EXERCISE
The reply should be a single number: the count of lines below that contain the word "akotlar".

*** Opening DATA PROVIDED ***

PR #465, opened 2024-04-15
Covariance Module Improvements

austinTalbot7241993:
We are now realizing that fitting covariance matrices is a critical task and while there is extensive work in the statistics community on improving finite-sample properties of estimation, very little has migrated to other fields. Part of this is likely due to scattered implementations across a variety of github repositories. We are implementing a large quantity of these estimators ourselves with a common format similar to sklearn. Here I implement two shrinkage estimators by Ledoit and Wolfe.

### DIFF
--- a/python/python/bystro/covariance/_covariance_np.py
+++ b/python/python/bystro/covariance/_covariance_np.py
@@ -98,7 +98,24 @@ class BayesianCovariance(BaseCovariance):
 
 
 class LinearShrinkageCovariance(BaseCovariance):
+
     def fit(self, X: NDArray[np.float_]) -> "LinearShrinkageCovariance":
+        """
+        This fits a covariance matrix using the linear shrinkage approach 
+        to combine the empirical covariance matrix with a structured 
+        estimator.
+
+        Parameters
+        ----------
+        X : np.array-like, (n_samples, n_covariates)
+            The centered data
+
+        Returns
+        -------
+        self : LinearShrinkageCovariance
+            The model, with updated covariance attribute
+        """
+
         self._test_inputs(X)
         self.N, self.p = X.shape
 
@@ -109,7 +126,7 @@ class LinearShrinkageCovariance(BaseCovariance):
         lambd = np.mean(evalues)
 
         temp = [
-            np.linalg.norm(np.outer(X[:, i], X[:, i]) - S, "fro") ** 2
+            np.linalg.norm(np.outer(X[i], X[i]) - S, "fro") ** 2
             for i in range(self.N)
         ]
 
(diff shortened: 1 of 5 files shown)


python/python/bystro/covariance/_covariance_np.py
```diff
@@ -106,3 +95,146 @@ def _fill_prior_options(self, prior_options: dict[str, Any]) -> dict[str, Any]:
...
+
+    def fit(self, X: NDArray[np.float_]) -> "LinearShrinkageCovariance":
+        """
+        This fits a covariance matrix using the linear shrinkage approach 
+        to combine the empirical covariance matrix with a structured 
+        estimator.
+
+        Parameters
+        ----------
+        X : np.array-like, (n_samples, n_covariates)
```
akotlar, line 110: Let's add a note that we do not support missing values

python/python/bystro/covariance/_covariance_np.py
```diff
@@ -106,3 +95,146 @@ def _fill_prior_options(self, prior_options: dict[str, Any]) -> dict[str, Any]:
...
+    the ratio of variables p to n is significant.
+
+    The theoretical basis of this approach is built around the optimal 
+    estimation of p parameters, which balances between overfitting p^2
+    parameters and underfitting with only 1 parameter. The nonlinear shrinkage 
+    is calculated using an oracle estimator that depends on a sample spectral density 
+    function approximated via kernel estimation using the Epanechnikov kernel. 
+    This estimation facilitates the derivation of shrinkage intensities for each 
+    eigenvalue, tailoring the adjustment to improve estimations under various 
+    data conditions. Practical implementation details are provided, adapted from a
```
akotlar, line 166: Let's remove this portion:

```
Practical implementation details are provided, adapted from a 
    Matlab script by the authors, ensuring that users can apply this method effectively 
    to empirical data sets. The docstring also underscores the utility of this estimator 
    in practical settings, providing a more parameter-efficient approach compared 
    to traditional methods, which often rely on unfeasibly large parameter sets.
    ```

File: python/python/bystro/covariance/_covariance_np.py (hunk 1 above)
Comment (austinTalbot7241993) [reply python/python/bystro/covariance/_covariance_np.py:110]: Where do you want to add it?

Comment (akotlar) [reply python/python/bystro/covariance/_covariance_np.py:109]: I was just thinking right here: "The centered data. Must not contain any missing values (np.nan)"

File: python/python/bystro/covariance/_covariance_np.py [hunk 3]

*** Closing DATA PROVIDED ***

TASK OUTPUT
3